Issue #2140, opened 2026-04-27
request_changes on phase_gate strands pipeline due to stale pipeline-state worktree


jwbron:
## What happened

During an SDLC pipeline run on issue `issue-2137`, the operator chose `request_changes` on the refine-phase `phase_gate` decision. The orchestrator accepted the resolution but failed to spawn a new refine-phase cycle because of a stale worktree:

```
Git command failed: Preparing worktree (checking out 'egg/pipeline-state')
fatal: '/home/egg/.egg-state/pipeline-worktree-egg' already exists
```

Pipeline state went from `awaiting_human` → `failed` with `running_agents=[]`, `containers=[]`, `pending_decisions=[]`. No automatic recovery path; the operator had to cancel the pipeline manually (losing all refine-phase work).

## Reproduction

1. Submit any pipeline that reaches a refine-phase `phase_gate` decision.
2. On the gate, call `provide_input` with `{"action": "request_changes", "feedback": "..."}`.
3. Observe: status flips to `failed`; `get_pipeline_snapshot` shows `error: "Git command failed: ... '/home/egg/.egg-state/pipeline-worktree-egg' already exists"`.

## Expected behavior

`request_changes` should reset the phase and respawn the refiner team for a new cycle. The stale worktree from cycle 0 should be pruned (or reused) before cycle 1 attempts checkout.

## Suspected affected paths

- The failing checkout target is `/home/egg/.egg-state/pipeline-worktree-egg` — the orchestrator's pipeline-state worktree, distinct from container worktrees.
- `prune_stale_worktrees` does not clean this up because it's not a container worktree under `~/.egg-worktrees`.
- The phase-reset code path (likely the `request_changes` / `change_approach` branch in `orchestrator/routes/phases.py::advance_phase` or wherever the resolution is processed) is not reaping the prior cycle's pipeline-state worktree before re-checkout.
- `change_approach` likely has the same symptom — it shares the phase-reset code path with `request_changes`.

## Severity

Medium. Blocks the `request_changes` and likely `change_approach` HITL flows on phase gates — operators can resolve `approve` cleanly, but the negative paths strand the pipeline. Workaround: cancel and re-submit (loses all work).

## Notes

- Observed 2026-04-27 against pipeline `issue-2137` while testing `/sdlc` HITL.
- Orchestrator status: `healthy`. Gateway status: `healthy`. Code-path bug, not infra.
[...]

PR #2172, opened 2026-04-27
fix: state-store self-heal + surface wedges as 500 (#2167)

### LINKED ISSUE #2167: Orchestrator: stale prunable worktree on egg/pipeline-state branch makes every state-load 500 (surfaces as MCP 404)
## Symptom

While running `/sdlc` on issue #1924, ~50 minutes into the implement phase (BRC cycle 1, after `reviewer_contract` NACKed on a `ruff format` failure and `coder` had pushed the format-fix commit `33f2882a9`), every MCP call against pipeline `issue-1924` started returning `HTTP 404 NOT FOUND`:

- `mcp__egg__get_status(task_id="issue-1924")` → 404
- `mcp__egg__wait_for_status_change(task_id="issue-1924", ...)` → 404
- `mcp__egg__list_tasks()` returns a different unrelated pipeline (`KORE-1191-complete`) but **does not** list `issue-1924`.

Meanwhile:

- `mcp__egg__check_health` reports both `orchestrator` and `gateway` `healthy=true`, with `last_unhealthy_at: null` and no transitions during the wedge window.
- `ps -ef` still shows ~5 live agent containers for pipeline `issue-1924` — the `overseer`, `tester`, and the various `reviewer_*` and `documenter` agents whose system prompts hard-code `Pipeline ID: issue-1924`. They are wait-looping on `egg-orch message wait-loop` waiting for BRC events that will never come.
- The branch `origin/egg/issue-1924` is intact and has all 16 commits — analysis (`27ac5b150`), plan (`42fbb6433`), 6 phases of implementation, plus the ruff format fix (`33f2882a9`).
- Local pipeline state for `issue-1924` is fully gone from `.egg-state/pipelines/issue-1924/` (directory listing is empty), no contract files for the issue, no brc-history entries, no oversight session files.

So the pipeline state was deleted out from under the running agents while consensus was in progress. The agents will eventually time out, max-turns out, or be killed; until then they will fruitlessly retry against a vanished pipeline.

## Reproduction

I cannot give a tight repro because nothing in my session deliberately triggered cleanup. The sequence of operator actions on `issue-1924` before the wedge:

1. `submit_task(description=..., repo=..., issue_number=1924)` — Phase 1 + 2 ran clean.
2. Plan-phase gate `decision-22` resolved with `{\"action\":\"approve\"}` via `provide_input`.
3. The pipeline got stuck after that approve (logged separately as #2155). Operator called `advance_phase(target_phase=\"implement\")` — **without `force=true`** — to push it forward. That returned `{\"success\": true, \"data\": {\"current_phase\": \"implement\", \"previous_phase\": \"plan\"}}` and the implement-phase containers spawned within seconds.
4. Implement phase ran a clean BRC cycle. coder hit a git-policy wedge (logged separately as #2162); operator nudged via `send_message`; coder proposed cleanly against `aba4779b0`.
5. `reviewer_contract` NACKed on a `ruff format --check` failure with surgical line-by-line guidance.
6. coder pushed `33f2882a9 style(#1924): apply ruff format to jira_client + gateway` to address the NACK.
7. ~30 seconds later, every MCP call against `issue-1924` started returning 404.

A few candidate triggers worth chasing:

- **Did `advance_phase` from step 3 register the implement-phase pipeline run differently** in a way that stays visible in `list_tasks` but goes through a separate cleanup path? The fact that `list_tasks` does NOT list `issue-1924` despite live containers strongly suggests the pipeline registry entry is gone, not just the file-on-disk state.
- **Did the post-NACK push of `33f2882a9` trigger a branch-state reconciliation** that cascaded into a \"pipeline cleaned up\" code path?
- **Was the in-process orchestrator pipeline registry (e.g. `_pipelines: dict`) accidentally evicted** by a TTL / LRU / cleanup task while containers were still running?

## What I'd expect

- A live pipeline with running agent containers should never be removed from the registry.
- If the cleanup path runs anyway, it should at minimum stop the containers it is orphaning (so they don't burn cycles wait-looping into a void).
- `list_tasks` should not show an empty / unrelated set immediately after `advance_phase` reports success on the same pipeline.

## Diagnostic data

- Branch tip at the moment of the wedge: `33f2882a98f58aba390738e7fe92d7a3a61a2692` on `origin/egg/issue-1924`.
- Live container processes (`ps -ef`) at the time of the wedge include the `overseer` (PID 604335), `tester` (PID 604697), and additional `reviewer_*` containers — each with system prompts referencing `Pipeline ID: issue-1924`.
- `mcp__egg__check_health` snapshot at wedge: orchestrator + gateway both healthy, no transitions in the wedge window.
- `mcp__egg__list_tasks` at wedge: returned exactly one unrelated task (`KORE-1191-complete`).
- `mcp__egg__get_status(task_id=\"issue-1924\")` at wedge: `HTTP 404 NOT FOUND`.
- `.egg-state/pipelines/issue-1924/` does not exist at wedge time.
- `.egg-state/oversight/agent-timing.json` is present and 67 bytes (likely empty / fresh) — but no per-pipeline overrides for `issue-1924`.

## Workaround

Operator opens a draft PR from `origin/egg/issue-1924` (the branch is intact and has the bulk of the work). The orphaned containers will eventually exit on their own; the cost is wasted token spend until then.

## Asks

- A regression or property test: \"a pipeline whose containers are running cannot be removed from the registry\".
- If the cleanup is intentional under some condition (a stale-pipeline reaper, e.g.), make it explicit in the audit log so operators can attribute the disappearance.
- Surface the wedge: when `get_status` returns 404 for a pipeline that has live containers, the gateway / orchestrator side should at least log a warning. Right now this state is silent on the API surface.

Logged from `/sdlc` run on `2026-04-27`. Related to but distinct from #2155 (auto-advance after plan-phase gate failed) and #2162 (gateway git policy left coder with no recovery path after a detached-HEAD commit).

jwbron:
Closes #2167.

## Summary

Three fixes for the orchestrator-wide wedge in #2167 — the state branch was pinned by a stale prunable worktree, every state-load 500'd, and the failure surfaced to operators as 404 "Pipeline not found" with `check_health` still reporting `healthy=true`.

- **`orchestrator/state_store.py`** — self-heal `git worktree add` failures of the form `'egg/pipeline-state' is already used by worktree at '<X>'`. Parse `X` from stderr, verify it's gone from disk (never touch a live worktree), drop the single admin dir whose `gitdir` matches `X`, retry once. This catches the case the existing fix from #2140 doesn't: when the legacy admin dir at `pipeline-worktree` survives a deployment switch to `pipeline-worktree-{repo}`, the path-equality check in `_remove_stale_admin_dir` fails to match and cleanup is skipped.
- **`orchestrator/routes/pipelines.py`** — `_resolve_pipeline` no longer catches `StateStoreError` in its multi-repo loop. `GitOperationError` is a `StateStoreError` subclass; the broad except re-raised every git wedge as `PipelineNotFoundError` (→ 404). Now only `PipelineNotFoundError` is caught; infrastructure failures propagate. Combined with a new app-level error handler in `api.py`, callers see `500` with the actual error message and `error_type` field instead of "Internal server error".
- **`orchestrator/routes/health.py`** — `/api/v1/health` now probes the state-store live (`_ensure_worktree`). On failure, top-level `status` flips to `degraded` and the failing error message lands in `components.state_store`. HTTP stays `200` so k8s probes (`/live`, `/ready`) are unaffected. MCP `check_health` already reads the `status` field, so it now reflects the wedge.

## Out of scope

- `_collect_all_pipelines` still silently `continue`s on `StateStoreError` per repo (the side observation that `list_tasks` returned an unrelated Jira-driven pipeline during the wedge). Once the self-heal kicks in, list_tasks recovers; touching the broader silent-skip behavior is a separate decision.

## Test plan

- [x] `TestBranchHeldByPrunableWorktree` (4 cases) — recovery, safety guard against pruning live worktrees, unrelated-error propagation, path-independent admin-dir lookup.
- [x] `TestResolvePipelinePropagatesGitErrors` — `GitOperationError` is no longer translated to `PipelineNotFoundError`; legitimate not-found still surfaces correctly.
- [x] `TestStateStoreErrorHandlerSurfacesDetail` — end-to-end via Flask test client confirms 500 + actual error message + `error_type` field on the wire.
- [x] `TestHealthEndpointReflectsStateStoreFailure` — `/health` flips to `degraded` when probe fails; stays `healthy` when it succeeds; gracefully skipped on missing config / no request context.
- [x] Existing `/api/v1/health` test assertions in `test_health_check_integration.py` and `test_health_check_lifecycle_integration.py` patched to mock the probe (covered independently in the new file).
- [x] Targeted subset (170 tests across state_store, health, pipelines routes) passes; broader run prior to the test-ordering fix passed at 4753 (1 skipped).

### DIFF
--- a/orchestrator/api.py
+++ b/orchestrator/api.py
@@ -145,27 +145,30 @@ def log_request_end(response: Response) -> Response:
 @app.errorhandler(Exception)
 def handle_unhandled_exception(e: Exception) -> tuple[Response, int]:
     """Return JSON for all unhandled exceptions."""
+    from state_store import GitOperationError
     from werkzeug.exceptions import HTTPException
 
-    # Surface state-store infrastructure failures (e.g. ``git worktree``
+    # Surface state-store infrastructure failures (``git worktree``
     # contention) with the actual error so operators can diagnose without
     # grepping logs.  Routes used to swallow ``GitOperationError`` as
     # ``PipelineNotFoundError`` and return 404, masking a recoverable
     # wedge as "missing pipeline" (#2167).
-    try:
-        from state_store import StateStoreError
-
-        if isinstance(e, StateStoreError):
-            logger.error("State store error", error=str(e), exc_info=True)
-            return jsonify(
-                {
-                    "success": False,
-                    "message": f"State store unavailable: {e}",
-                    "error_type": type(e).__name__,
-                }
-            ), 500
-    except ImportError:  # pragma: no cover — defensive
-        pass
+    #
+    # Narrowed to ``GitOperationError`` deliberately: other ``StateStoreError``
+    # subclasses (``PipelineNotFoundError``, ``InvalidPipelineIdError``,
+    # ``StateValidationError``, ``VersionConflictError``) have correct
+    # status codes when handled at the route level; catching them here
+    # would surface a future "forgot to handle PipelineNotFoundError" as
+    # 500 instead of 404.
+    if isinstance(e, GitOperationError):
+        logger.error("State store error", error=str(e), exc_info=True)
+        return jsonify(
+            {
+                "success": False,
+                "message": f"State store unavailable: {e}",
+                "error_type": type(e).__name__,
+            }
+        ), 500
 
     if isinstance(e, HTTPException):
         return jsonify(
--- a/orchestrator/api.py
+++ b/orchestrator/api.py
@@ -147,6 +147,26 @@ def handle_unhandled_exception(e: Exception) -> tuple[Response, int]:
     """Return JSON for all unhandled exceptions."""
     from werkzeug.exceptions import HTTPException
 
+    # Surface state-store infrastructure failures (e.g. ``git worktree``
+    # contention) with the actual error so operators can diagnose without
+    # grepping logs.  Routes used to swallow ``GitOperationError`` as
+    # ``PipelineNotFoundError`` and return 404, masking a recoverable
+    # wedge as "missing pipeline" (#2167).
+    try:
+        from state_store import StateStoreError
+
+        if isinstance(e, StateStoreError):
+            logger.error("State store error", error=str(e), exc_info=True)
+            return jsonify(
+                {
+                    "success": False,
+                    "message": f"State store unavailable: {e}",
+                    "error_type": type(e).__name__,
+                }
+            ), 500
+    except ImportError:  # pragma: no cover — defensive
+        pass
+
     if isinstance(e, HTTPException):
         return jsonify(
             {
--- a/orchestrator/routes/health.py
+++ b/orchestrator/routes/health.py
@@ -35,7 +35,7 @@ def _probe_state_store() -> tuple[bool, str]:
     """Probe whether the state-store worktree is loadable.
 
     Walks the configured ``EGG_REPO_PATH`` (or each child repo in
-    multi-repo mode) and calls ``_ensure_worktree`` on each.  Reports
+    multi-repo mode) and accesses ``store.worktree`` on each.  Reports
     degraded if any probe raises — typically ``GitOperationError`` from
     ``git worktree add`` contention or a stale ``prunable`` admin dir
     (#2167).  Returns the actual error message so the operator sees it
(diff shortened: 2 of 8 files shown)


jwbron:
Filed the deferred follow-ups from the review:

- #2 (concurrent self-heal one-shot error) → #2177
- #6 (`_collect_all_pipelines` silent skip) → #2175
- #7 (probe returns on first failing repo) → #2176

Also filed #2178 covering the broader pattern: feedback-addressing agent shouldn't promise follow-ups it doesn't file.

····················

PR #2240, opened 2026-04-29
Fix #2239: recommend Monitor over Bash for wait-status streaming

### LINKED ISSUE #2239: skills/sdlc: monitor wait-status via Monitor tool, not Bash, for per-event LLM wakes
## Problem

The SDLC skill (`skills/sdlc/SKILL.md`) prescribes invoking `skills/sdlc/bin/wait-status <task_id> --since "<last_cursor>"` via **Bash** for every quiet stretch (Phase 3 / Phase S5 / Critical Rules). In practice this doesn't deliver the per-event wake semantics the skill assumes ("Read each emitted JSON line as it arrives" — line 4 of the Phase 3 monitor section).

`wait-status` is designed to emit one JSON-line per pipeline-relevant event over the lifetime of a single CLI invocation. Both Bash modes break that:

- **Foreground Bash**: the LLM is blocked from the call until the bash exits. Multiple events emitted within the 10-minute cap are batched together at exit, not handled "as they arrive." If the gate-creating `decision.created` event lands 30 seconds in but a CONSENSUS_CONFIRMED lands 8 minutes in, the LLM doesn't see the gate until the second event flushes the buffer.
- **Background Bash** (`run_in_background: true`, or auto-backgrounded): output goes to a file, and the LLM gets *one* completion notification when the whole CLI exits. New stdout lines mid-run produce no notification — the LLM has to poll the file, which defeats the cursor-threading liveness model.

····················

- _Action item_
Show each line of the material holding "level".

- _Final answer_
- **`orchestrator/routes/pipelines.py`** — `_resolve_pipeline` no longer catches `StateStoreError` in its multi-repo loop. `GitOperationError` is a `StateStoreError` subclass; the broad except re-raised every git wedge as `PipelineNotFoundError` (→ 404). Now only `PipelineNotFoundError` is caught; infrastructure failures propagate. Combined with a new app-level error handler in `api.py`, callers see `500` with the actual error message and `error_type` field instead of "Internal server error".
- **`orchestrator/routes/health.py`** — `/api/v1/health` now probes the state-store live (`_ensure_worktree`). On failure, top-level `status` flips to `degraded` and the failing error message lands in `components.state_store`. HTTP stays `200` so k8s probes (`/live`, `/ready`) are unaffected. MCP `check_health` already reads the `status` field, so it now reflects the wedge.
+    # status codes when handled at the route level; catching them here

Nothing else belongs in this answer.